The Linkage Score Becomes the Analyst Record
A July 2026 arXiv paper studies an AI-enabled crime-linkage tool inside a UK law-enforcement setting. Its useful lesson is not that the score should replace judgment. It is that high-stakes AI must be designed around the evidence analysts use to challenge the score.
The Paper
The paper is Jessica Woodhams, Amy Burrell, Wanyin Li, Fahim Ahmed, Matthew Tonkin, Jan Lemeire, Arkady Konovalov, Steven Frisson, Mark Webb, Sarah Galambos, Vesna Nowack, and Dalal Alrajeh's How Analysts Use AI in High-Stakes Crime Linkage: An Industrial Study, arXiv:2607.08274 [cs.HC, cs.SE]. The arXiv API lists version 1 as submitted on July 9, 2026, with the comment that it is a 12-page paper with 6 figures for FSE Industry. The PDF metadata confirms 12 pages, and the arXiv HTML lists a CC BY 4.0 license.
The paper belongs beside this site's work on real-time crime-center dashboards, police-report model memory, human oversight, AI audit trails, and explanation rights. Its fresh angle is how expert analysts use an AI score in crime linkage, not general prediction or patrol allocation.
What Was Studied
Crime linkage is the practice of identifying whether multiple offences may have been committed by the same person. Specialist analysts compare behavioral and situational information across large crime databases, a task the authors describe as time-consuming, cognitively demanding, and sometimes involving repeated exposure to disturbing material. The tool under evaluation is LATIS, formerly DST, an AI-enabled crime-linkage decision-support tool developed for the National Crime Agency's Serious Crime Analysis Section, or SCAS.
LATIS does not make the final linkage decision. It returns ranked candidate offences for a user-specified index offence, using machine-learning models trained on real crime data, and presents predictions alongside model features and non-AI behavioral evidence. The study used operationally realistic tasks on a secure site with sensitive real crime data. Six participants took part: three analysts and three senior analysts. The evaluation produced 16 experimental sessions because four participants completed all three cases while two completed the first two cases only.

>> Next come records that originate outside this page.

PR #1814, opened 2023-01-15
CI: add NIT tests for nut-scanner/libupsclient

jimklimov:
While the test is rudimentary, it allows to check that `nut-scanner` tool basically works, and the C client library talks to upsd well. In practice during tests in build tree it often depends a lot on libtool wrapper preparing the environment that allows (or not) to find the library at run-time search, so the tests are skipped (not failed) when it says the library could not be found.

Also addresses a poorly-understood message on console when "NewNUT" (avahi) discovery fails.

Note: initially hoped this would be a test for sanity-checker from #1811, with dummy-ups configs providing some bogus or duplicate data, but NUT discovery only reports the client/relay connection point, not further details of the already running driver's config or data.

Closes: #1815

### DIFF
--- a/tests/NIT/nit.sh
+++ b/tests/NIT/nit.sh
@@ -1127,36 +1127,38 @@ testcase_sandbox_nutscanner_list() {
     log_info "Call libupsclient test suite: nut-scanner on localhost:${NUT_PORT}"
 
     # NOTE: Currently mask mode is IPv4 only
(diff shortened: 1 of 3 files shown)


jimklimov:
AppVeyor: `Cannot load NUT library (libupsclient.dll) : The specified module could not be found.. NUT search disabled.` ugh :\

Issue #1928, opened 2023-04-24
Add support for TRACKING to (NO)BROADCAST on driver-upsd socket protocol


jimklimov:
Follow-up from #1920 discussion

Issue #1914, opened 2023-04-20
Explore additional communications with driver by Unix socket (and Windows pipe?)


jimklimov:
Following up on smarter work ideas for reload-or-exit (#1903) especially with nut-driver-enumerator, as well as requesting a driver state dump that could be visible by caller and regardless of its `stdout` attachment (#1907), we could benefit from introducing a new socket/pipe based dialogue (using new entities? can the same ones be shared on all platforms?)

Specifically for configuration reloads using NDE, the script (as well as `upsdrvctl`, as well as a `drivername -c something`) could use the dialogue to ask if the currently running driver can just reload the changed configs or if it would rather restart -- with the other side of the talk ensuring further actions then (not the driver just aborting, as implemented in `reload-or-exit` mode available now).

Somewhat borders on idea #1703 to use SHMFS where available.

jimklimov:
Implementation proposed as part of #1918 to provide new methods in main.c shared by all drivers which can handle the common instant commands and variable setting, as well as new commands to toggle broadcast visibility (vs. unicast replies to queries) on this specific connection.

Testing with command-line `socat` was fruitful.

jimklimov:
Existing code worked sufficiently for the desired features on server side; new `drivers/upsdrvquery.{c,h}` were added as a simple client for driver-to-driver socket protocol chats, with #1922.

PR #1936, opened 2023-05-10
Optionally install `sockdebug`, provide a man page

jimklimov:
Also update `upsdrvquery` preparation using `NOBROADCAST` with a `PING/PONG` confirmation.

Follows-up from #1914

Touches upon #1928

### DIFF
--- a/Makefile.am
+++ b/Makefile.am
@@ -212,6 +212,9 @@ cppcheck:
 	@echo "CPPCHECK analysis not available since 'cppcheck' was not found."
 endif !HAVE_CPPCHECK
 
+sockdebug:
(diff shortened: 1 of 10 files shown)


jimklimov:
Upon a second look at `upsdrvquery` mechanism, found a number of embarrassing typos (notably mixup of 10e3 and 10e6 in `tv_usec` handling) and misconceptions (`time()` returning a whole number of seconds as `time_t`, so unsuitable for checking if we had honoured sub-second delays). Introduced a `difftimeval()` method to produce floating-point diffs of `struct timeval`, roughly following GNU Libc docs example for a similar task.

jimklimov:
Tying up some more loose ends - now about macros instead of numbers for stdin/out/err, missed one file.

The methods matter. The authors combined direct observation, feedback, eye-tracking, mouse-tracking, and post-session surveys. Sessions typically lasted 75 to 120 minutes. Analysts and researchers were blind to the linked offence in the top-20 ranked list. This is still a one-team study, but it is not a toy benchmark detached from work practice.
How Analysts Used It
The headline finding is disciplined partial trust. Analysts did not accept the AI-ranked list as a verdict. They used predictions selectively, attended to feature-based explanations, and checked candidate links against traditional behavioral evidence. Eye-tracking showed attention to the case identifier, modus-operandi similarity, and geographical proximity. The interface became a navigation aid for existing analytic work, not a replacement for it.

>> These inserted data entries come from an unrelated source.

PR #1977, opened 2023-06-30
Use `msgfmt` to "compile" translations for NUT-Monitor (Python GUI app)

jimklimov:
Previously these files were somehow generated by someone and git-committed, and recently happened to be "just changed" by https://github.com/networkupstools/nut/pull/1976/commits/0bea0af6a4d59ef657b8703d61635415ebffdddd which presumably makes them incorrect binaries.

This PR adds an ability to `make` the translation binary `*.mo` files from source `*.po` files, and updates the existing ones.

For now they remain in git, but maybe to avoid surprises across CI farm on nodes that have `msgfmt` - they should go away and only be `EXTRA_DIST`ed into tarballs (should then require `msgfmt` unlike what this PR offers as a first shot).


jimklimov:
It seems that the files would have to go away from Git... different builds/implems of `msgfmt` (e.g. GNU vs. those on Sun-heritage systems) produce different binaries.

jimklimov:
Taking https://github.com/sphinx-doc/sphinx/issues/3443 and https://github.com/sphinx-doc/sphinx/pull/3490 into account...

PR #1979, opened 2023-07-04
Add notes about systemd-hwdb subsystem docs

jimklimov:
Follow-up to #1342


jimklimov:
See also http://who-t.blogspot.com/2019/02/adding-entries-to-udev-hwdb.html about more details on editing HWDB in a live system, and possibly more tricks to apply it.

jimklimov:
Posted https://github.com/networkupstools/nut/wiki/Maintaining-systemd-udev-HWDB-for-NUT

jimklimov:
UPDATE: Reviving discussion in #1342 - not convinced now that *this* is the file we want edited about systemd udev/hwdb notes. It is about UPower configuration, which is similar and also from FreeDesktop project, but is not udev, right?..

aquette:
UPower is the integrated power manager, descendant of the HAL, and relating to the HAL NUT work. Only USB/HID, DBus and udev for privileges...

marcelodotnet:
@jimklimov I took another look at this PR against the current `master` and the current NUT documentation layout.

One thing that seems worth clarifying is that the UPower HWDB and NUT's USB permission rules still serve different purposes: `scripts/upower/95-upower-hid.hwdb` identifies supported HID UPS devices for UPower, while `scripts/udev/nut-usbups.rules.in` is still used for NUT device permissions.

Since the HWDB file is generated by `tools/nut-usbinfo.pl` and can also be consumed downstream by UPower, would it make sense to keep its generated header relatively short and put the detailed installation/update notes into a new `scripts/upower/README.adoc`, similar to `scripts/udev/README.adoc`?

That README could document the HWDB purpose, `/usr/lib/udev/hwdb.d` vs `/etc/udev/hwdb.d`, local overrides, `systemd-hwdb update`, and re-triggering already-connected devices when needed.

This would also avoid implying that the UPower HWDB replaced NUT's USB permission rules. If this direction makes sense, I'd be happy to prepare the documentation update.

jimklimov:
Sounds like a good idea, one thing that worries me are minimized installations that forgo documentation files. The reduced header should probably still refer to at least the NUT website (or github URL to the script) and people might pick their way from there...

The paper also reports positive reactions to seeing model features beside probability scores, while analysts wanted better filtering, progress marking, and feature removal during review. The usability lesson is that explanation is not just a paragraph saying why the model thinks something. In this setting, explanation is work surface: it has to support scanning, retrieval, comparison, doubt, and memory across a session.
Why the Matrix Matters
The strongest governance signal is the behavioral matrix, the non-AI comparison surface analysts used to inspect candidate cases against the index offence. The paper reports that the matrix was opened at least ten times in 12 of 16 sessions. In 260 of 279 matrix openings, participants selected only one case, suggesting repeated targeted checks rather than broad batch acceptance. Average matrix-open time per participant was 2.52 minutes in session 1, 1.67 minutes in session 2, and 1.59 minutes in session 3.

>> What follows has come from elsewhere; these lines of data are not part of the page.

PR #1982, opened 2023-07-07
Added more variables from the CyberPower MIB

cholyoak:
Added some more fields from the CyberPower MIB (v2.11) including:

* `ups.id`
* `ups.status` (adding hardware status from `CPS-MIB::upsStatus.0`
* `ups.temperature`
* `battery.date`
* `input.transfer.reason`
* `ups.test.date`
* `ups.test.result`


jimklimov:
Thanks! Can you please check against docs/nut-names.txt for standard naming to common concepts (and bring up on nut-upsdev mailing list if more need to be introduced)?

The `ups.status` in particular has a fixed set of values or combinations (OL, OB, CHRG etc.)

jimklimov:
Hi, somehow the question in mailing list did not gain traction, however your idea there about putting these status values (overheat, HW fault) into alarms/alerts instead sounds interesting.

While https://github.com/networkupstools/nut/blob/master/docs/new-drivers.txt#L223-L239 defines quite a lot of `ups.state` field values, they are almost all about power and less so about the device. A few that are on the edge by wording are "The battery needs to be replaced" and "UPS bypass circuit is active -- no battery protection is available"...

The next chapter there about UPS Alarms having a less pre-defined vocabulary, and particularly the example in https://github.com/networkupstools/nut/blob/3a11558e66334510309758f1728dd55f572620e5/docs/nut-names.txt#L128 (literally `OVERHEAT` as a sample `ups.alarm` value), suggest that this is a better route to follow.

cholyoak:
I've moved the `ups.status` changes to `ups.alarm`. Not I haven't used the `OVERHEAT` value as other drivers seem to use more textual values. Let me know if this is a problem.

jimklimov:
Thanks, looks reasonable. I refreshed some maintenance cosmetics, waiting for CI give its verdict just in case... :)

PR #2029, opened 2023-08-30
Revert "cyberpower-mib: fix instant command declarations"

### LINKED ISSUE #2028: cyberpower-mib.c: Instant commands don't work
UPS: Cyberpower OLS1500ERT2U + RMCARD205
OS: Rocky Linux 9.2
nut-2.8.0 patched with newest cyberpower-mib (1.54) and snmp-ups (1.30) drivers

Instant commands don't work,

I found that the problem is in the instant commands declarations in **cyberpower-mib.c**.
OID values are stored in the third parameter but should be in place of the fifth parameter (default value) which is NULL.
If I place OID values to default value parameter, the commands work.

Looking to the cyberpower-mib.c history I don't understand this commit
https://github.com/networkupstools/nut/commit/8bcf255b624e6ba6c89a2a3eeab37658d9cb8cb4

From **snmp-ups.c**

```
/* Common function for setting OIDs, from a NUT variable name,
 * used by su_setvar() and su_instcmd()
 * Params:
 * @mode: SU_MODE_INSTCMD for instant commands, SU_MODE_SETVAR for settings
 * @varname: name of variable or command to set the OID from
 * @val: value for settings, NULL for commands

 * Returns
 *   STAT_SET_HANDLED if OK,
 *   STAT_SET_INVALID or STAT_SET_UNKNOWN if the command / setting is not supported
 *   STAT_SET_FAILED otherwise
 */
static int su_setOID(int mode, const char *varname, const char *val)
{
. . .
```
So for SU_MODE_INSTCMD val is NULL and OID value is taken from default value.

overhacked:
This reverts commit 8bcf255b624e6ba6c89a2a3eeab37658d9cb8cb4 from PR #686.

Cyberpower `snmp_info_t` got updated to conform with pre 5d97d07 instant
commands layout, but got merged after it. Reverting 8bcf255 so that command
values are correctly in `su_info_t->dfl`.

Fixes #2028.

### DIFF
--- a/NEWS
+++ b/NEWS
@@ -66,8 +66,9 @@ as part of https://github.com/networkupstools/nut/issues/1410 solution.
      fixed for NUT v2.8.1.
    * A table in `cyberpower-mib` (for `snmp-ups` driver) sources was
      arranged in NUT v2.8.0 release in a way that precluded the driver
-     logic from looking at all of its entries. Regression fixed for NUT
-     v2.8.1 [#1432]
+     logic from looking at all of its entries. Also a fix for instant
+     command definitions had in fact broken them due to other development.
+     Regressions fixed for NUT v2.8.1 [#1432, #2029]
    * A change for file-change detection in `dummy-ups` driver for NUT
      v2.8.0 release misfired on some platforms. Regression fixed for NUT
      v2.8.1 [#1420]
--- a/drivers/cyberpower-mib.c
+++ b/drivers/cyberpower-mib.c
@@ -195,22 +195,22 @@ static snmp_info_t cyberpower_mib[] = {
 		SU_FLAG_OK | SU_TYPE_TIME, NULL },
 	/* instant commands. */
 	/* upsAdvanceControlUpsOff */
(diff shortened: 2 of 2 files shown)


Bomorav:
But this revert also rolled back an old command for _shutdown.return_ which had since been changed. Please change lines 203, 204

```
    /* upsBaseControlConserveBattery */
    { "shutdown.return", 0, 1, ".1.3.6.1.4.1.3808.1.1.1.6.1.1.0", "2", SU_TYPE_CMD | SU_FLAG_OK, NULL },
```
 to

 ```
   /* upsAdvanceControlUpsSleep */
    { "shutdown.return", 0, 1, ".1.3.6.1.4.1.3808.1.1.1.6.2.3.0", "3", SU_TYPE_CMD | SU_FLAG_OK, NULL },
```
_upsBaseControlConserveBattery_ command is not suitable here because it puts ups to sleep only in battery mode. If power is restored during the shutdown process, the command is not executed by ups.

jimklimov:
Oh, thanks, missed that bit!

PR #2056, opened 2023-09-17
Fightwarn: numerous complaints from clang-15 [#823]

jimklimov:
Surprised that so many of these were not found sooner. Almost all fall into a few simple categories:
* method(void) declared without a "void"
* declarations after code
    * NUT_UNUSED_VARIABLE() is code
    * scoping in switch() cases
* a few smartly detected unused variables => added reasonable use-cases (logging or better)


jimklimov:
NOTE: Additionally there is a category of warnings from clang-16 about unsafe buffer access concerns (not checking for bounds - we often iterate until NULL; doing pointer arithmetic without some checks, etc.)

PR #200, opened 2021-08-02
Shorten type error messages

P-bibs:
Rather than print the whole case that's erroring, we now only print the index. Any better suggestions? 

Old:
Screenshot from 2021-08-02 15-09-45
New:
Screenshot from 2021-08-02 15-08-10

### DIFF
--- a/src/lib/utils/typeChecking.ts
+++ b/src/lib/utils/typeChecking.ts
@@ -1,5 +1,5 @@
 import { CodapLanguageType } from "../../transformers/types";
-import { prettyPrintCase } from "./prettyPrint";
+// import { prettyPrintCase } from "./prettyPrint";
 
 /**
  * Enum representing all type checking predicates in CODAP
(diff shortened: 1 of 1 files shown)


thomascastleman (commented):
Hmm, the former feels more informative to me, but if shorter is a must then the latter does the job.

Only comment is, should we 1-index it? I have been referring to cases with 1-indexing elsewhere

stardust66:
We need to put the new message somewhere in the error messages doc. https://docs.google.com/document/d/1YsAyYy6L7hC2EPqVWpgM6bwzJiaibu6Jtso1RAV7tf8/edit#

P-bibs:
I'm actually not sure if we need to make them shorter. That was just a note that was added during our meeting with Joe at some point. If we think they're fine as is then we can make this  a no op.

P-bibs:
Closing this since #206 removes the need to have shorter error messages

PR #201, opened 2021-08-02
Extract error message strings

stardust66:
- Use `i18next`, an internationalization library.
- Extract all error messages from components into a single file.

This will also make translation in the future easier. In the short term it helps with keeping track of all our error messages.


thomascastleman (approved):
Nice, I like how this removes a lot of redundancy among the transformers with similar UI checks. 

Have the changes from the Google doc already been applied or are we waiting on more feedback there?

P-bibs (approved):
Looks good to me! (or should I say sieht gut für mich aus?)

P-bibs:
Let me know if any of the merge conflicts take too long and you need a second hand

stardust66:
> Have the changes from the Google doc already been applied or are we waiting on more feedback there?

I only applied one change. I'm not sure if Emmanuel's done with reviewing yet.

Issue #186, opened 2021-07-28
text components not properly removed from updating once deleted


thomascastleman:
To reproduce:

1. Do a single-value transformation on a dataset.
2. Delete the output textbox.
3. Change the input table.

I get an unhandled rejection: `Failed to get context <text context name>`

thomascastleman:
This appears to be the call to `getDataContext` that is erroring:
https://github.com/P-bibs/codap-transformers/blob/6d62438a825731d1e7a0c3ad6096c43b663e0e2a/src/transformerStore/index.ts#L92-L94

This error handling currently assumes the transformer produced a dataset output (since it tries to get the context) and so is erroring on text producing transformers.

thomascastleman:
The underlying issue however seems to be that text-producing transformations aren't removed when the output is deleted. It seems like we would need something along the lines of 
https://github.com/P-bibs/codap-transformers/blob/2b945ecf27b074f40790d9f68edf2042257a223a/src/lib/codapPhone/listeners.ts#L209-L213
but for text components.

thomascastleman:
Note that the call to `getDataContext` causes issues anytime an error occurs during a text update

PR #202, opened 2021-08-02
fixed updating errors for text outputs causing crash

thomascastleman:
This addresses part of #186 -- the unhandled rejection part where we tried to get a text component as a data context.

I also made it so that new updates cause the error message to clear before the update happens. That way, if an update error is fixed, the flowing through of the update will remove the error message.

### DIFF
--- a/src/components/transformer-template/TransformerTemplate.tsx
+++ b/src/components/transformer-template/TransformerTemplate.tsx
@@ -329,7 +329,7 @@ const TransformerTemplate = (props: TransformerTemplateProps): ReactElement => {
           type: ActiveTransformationActionTypes.ADD,
           newTransformation: {
             inputs,
-            extraDependencies: [],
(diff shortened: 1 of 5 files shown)


stardust66 (approved):
Thanks for fixing this!

P-bibs (approved):

thomascastleman:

That matrix is not decorative transparency. It is where the score becomes accountable to case details. Without it, the analyst would see rank and probability but lose the friction that turns a candidate into something contestable. In high-stakes decision support, the auxiliary evidence surface may be the safety feature.
Governance Reading
The authors explicitly frame the system as decision support rather than automated decision-making. They state that final decisions remain with human analysts, and they discuss bias, transparency, and accountability as ethical concerns. They also report that prior work assessed training data for demographic representativeness and did not identify evidence of bias. That sentence should not be inflated into a general claim that the system is unbiased. It is evidence about an assessment in this tool's development path, not a guarantee for every deployment, dataset, or jurisdiction.
The paper is candid about limits. A radar-plot component had incorrect computed data, so findings about it were excluded. The study involved one law-enforcement team and a tool designed for that team. Questionnaire scores may also reflect learning bias, because sessions were completed in the same order and the first task was more complex.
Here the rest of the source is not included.